Saturday, 27 June 2020

Unfinished Business

When public worship was ended in the middle of March, there was a period when weddings were still permitted in a minimal form, with only the legal minimum of five people allowed to be present (the priest, the couple and the witnesses). As Bishop's Surrogate for Oaths - how grand a title that sounds! - I had to deal with a sudden flurry of enquiries as couples struggled to get across the line before the gates closed, if you'll forgive the mixed metaphor, needing to swear affidavits for a licence to be married, given that banns could not be read in church services. Some managed it, some didn't.

This week, to my surprise at least, the government permitted both weddings to resume from July 4th, and public worship. This created an ambiguity. Would the Registry allow marriages to be solemnised by licence, or insist that when church services could be held, banns must be read? As not all churches will be reopening for worship next week, the former would be the sensible solution, but as I found myself saying on more than one occasion, the sensible option doesn't always happen.

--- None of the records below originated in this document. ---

PR #419, opened 2015-10-31
More robust value stack handling for debugger message loop

svaarala:
- Change duk__debug_process_message() to store/restore value stack top for message handlers.  This is more robust than requiring that every debug message handler code path always manages the value stack 100% correctly.

- Change existing message handlers so that trivial value stack cleanups are not done in the message handler.  Value stack popping is still necessary for loops where the value stack might grow without bound.

### DIFF
--- a/src/duk_debugger.c
+++ b/src/duk_debugger.c
@@ -982,6 +982,10 @@ DUK_LOCAL void duk__debug_skip_to_eom(duk_hthread *thr) {
 
 /*
  *  Process incoming debug requests
+ *
+ *  Individual request handlers can push temporaries on the value stack and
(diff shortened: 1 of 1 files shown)


svaarala:
Ok, everything I could think of passes with assertions enabled - @fatcerberus: look good to you?

svaarala:
Added an assert just before re-setting the value stack top: the top before resetting must be >= entry top.

In other words, message handlers can push stuff on the stack but must not consume existing entries.

fatcerberus:
Wow, that's much cleaner, got rid of a lot of code noise (all the extra pops).  I like it, it appeals to my love of generalization. :-)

I still haven't had any word direct from the Bishop's Registry, but the Diocese, at least, has said that all marriages for the foreseeable future must take place by Common Licence (unless they're unusual cases that proceed by other means) - a surprising instance of reasonableness. And, my mind dizzy whenever I think of the couples in their kaleidoscopically various circumstances who have contacted me, or whose proposed churches of marriage have, over the last few months, I have asked everyone to email me with their details: who are you, where are hoping to get married, and when. And we'd take it from there. 

This afternoon I sat going through the messages, working out what information I'd had from who, what I still needed, who was the priority (two couples are hoping to marry as soon as they can, meaning next Saturday), and by the end I was wincing a bit. These days my brain feels like it's fragmenting most of the time, so it was an encouragement that I could still get through it without having to stop for a cup of tea. Now for the easy bit - actually seeing the young people themselves. Details, details.